(Items from a dataset)
+---+

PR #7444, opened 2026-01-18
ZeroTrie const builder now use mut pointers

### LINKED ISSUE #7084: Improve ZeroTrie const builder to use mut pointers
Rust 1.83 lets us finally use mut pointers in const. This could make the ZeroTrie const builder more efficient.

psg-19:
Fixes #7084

+---+

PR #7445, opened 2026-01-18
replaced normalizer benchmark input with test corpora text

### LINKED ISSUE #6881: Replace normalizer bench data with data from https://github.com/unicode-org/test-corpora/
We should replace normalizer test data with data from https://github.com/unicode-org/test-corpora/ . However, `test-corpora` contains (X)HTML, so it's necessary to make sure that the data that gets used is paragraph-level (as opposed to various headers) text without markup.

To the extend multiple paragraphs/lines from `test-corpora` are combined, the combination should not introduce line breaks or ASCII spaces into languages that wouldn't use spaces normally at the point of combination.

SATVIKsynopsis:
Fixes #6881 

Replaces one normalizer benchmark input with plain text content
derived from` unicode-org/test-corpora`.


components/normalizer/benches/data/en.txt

+---+

_Work item_: How many lines in the entries include "builder"? Only the number is wanted.

_Response box_: 3